Leech had devised So What Do You Know? an ITV quiz show where prizes were awarded not for correct answers, but for matching whatever was decided — right or wrong — by the majority vote of a "randomly-selected panel of ordinary Britons". Contestants had taken home fridge-freezers and fondue sets by identifying Sydney as the capital of Australia or categorizing whales as fish. Richard could imagine what Bernard Levin and Charles Shaar Murray thought of that.

Richard opened the boot of his Rolls and hefted out a holdall which contained stout wicker snowshoes, extensible aluminium ski-poles and packs of survival rations. Leech had similar equipment, though his boot-attachments were spiked black metal and his rucksack could have contained a jet propulsion unit.

"I'd have thought DLI could supply a Sno-Cat."

"Have you any idea how hard it is to come by one in July?"

"As it happens, yes."

They both laughed, bitterly. Fred Regent, one of the Club's best men, had spent most of yesterday learning that the few places in Great Britain which leased or sold snow-ploughs, caterpillar tractor bikes or jet-skis had either sent their equipment out to be serviced, shut up shop for the summer or gone out of business in despair at unending sunshine. Heather Wilding, Leech's Executive Assistant, had been on the same fruitless mission — she and Fred kept running into each other outside lock-ups with COME BACK IN NOVEMBER posted on them.

Beyond this point, the road to Sutton Mallet — a tricky proposition at the best of times — was impassable. The hamlet was just visible a mile off, black roofs stuck out of white drifts. The fields were usually low-lying, marshy and divided by shallow ditches called rhynes. In the last months, the marsh had set like concrete. The rhynes had turned into stinking runnels, with the barest threads of mud where water usually ran. Now, almost overnight, everything was deep-frozen and heavily frosted. The sun still shone, making a thousand glints, twinkles and refractions. But there was no heat.
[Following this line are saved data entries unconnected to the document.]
PR #2686, opened 2023-06-19
Add configurable log format to values.yaml and propagate it to listener

nikola-jokic:
### Context

Expose a `log-format` parameter through the helm charts that will allow end users to specify the log format for the autoscaling runner set controller manager and listener.

This `log-format` will not propagate to the runners because they have a distinct logging structure.

### DIFF
--- a/charts/gha-runner-scale-set-controller/values.yaml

Trees, already dead from dutch elm disease or roots loosened from the dry dirt, had fallen under the weight of what only Richard wasn't calling snow, and lay like giant blackened corpses on field-sized shrouds. Telephone poles were down too. No word had been heard from Sutton Mallet in two days. A hardy postman had tried to get through on his bicycle, but not come back. A farmer set off to milk his cows was also been swallowed in the whiteness. A helicopter flew over, but the rotor blades slowed as heavy ice-sheaths grew on them. The pilot had barely made it back to Yeovilton Air Field.

Word had spread through «channels». Unnatural phenomena were Diogenes Club business, but Leech had to take an interest too — if only to prove that he wasn't behind the cold snap. Heather Wilding had made a call to Pall Mall, and officially requested the Club's assistance. That didn't happen often or, come to think of it, ever.

Leech looked across the white fields towards Sutton Mallet.

"So we walk," he said.

"It's safest to follow the ditches," advised Richard.

Neither bothered to lock their cars.

They clambered — as bulky and awkward as astronauts going EVA — over a stile to get into the field. The white carpet was virginal. As they tramped on, in the slight trough that marked the rime-filled rhyne, Richard kept looking sidewise at Leech. The man was breathing heavily inside his polar gear. Being incarnate involved certain frailties. But it would not do to underestimate a Great Enchanter.